Integrating with a video analytics service is the first step, but once you’re all set up, what is the best way to visualize this data in the most effective way? There are almost infinite answers to this question. Every situation and context requires a different approach in order to unlock the right insights into the user experience. This article will take you through the numerous options which we recommend using, what metrics and KPIs best suit each format and what to keep in mind when exploring your data.
It’s a good question. Data is data, it’s pretty black and white. However, this doesn’t mean everyone would choose to portray data in the same way. Lisa Charlotte Rost investigated this exact question in 2016 by putting her data through 24 different data visualization tools and received interesting results…
The most apparent conclusion for Rost was that no two tools are the same. It entirely depends on your goals: “Programming knowledge shouldn’t be a prerequisite to feel home in the data journalism world,” she said. “And let’s face it: Code is still scary for lots of people. We need to work on both sides of the problem. Helping people get into code can make them feel included in the short-term. But we also should work on highly flexible, user-friendly apps which include even more people in the long-term—and in the best case, teach them data visualization rules on the fly.”
Put simply, to visualize your video streaming data correctly, you need to understand which graph, table or chart is going to best portray the trends that help you become data-informed.
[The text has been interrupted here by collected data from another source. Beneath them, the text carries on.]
PR #684, opened 2016-07-15
Repair `--fix` for props-aligned in jsx-closing-bracket-location

pfhayes:
Use the correctColumn attribute that is populated above.

I don't quite understand the error, but running with `--fix` I would still get errors that look like

"  247:37  error  The closing bracket must be aligned with the last prop (expected column 9)   react/jsx-closing-bracket-location"

But with this change, `--fix` does the right thing.

### DIFF
--- a/tests/lib/rules/jsx-closing-bracket-location.js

A histogram is a type of graph that has wide applications. Histograms provide a visual interpretation of numerical data by indicating the number of data points that lie within a range of values. Basically, this type of graph is used to visualize data frequency using a selection of ranges along the x-axis and the KPI value on the y-axis.
These ranges of values are called classes, buckets or bins. The frequency of the data that falls in each class is depicted by the use of a bar. The higher that the bar is, the greater the frequency of data values in that bin.
At first glance, histograms look very similar to bar graphs. Both graphs employ vertical bars to represent data. The reason that these kinds of graphs are different from bar graphs has to do with the level of measurement of the data. On one hand, bar graphs are used for data at the nominal level of measurement. Bar graphs measure the frequency of categorical data, and the classes for a bar graph are these categories. On the other hand, histograms are used for data that is at least at the ordinal level of measurement. The classes for a histogram are ranges of values.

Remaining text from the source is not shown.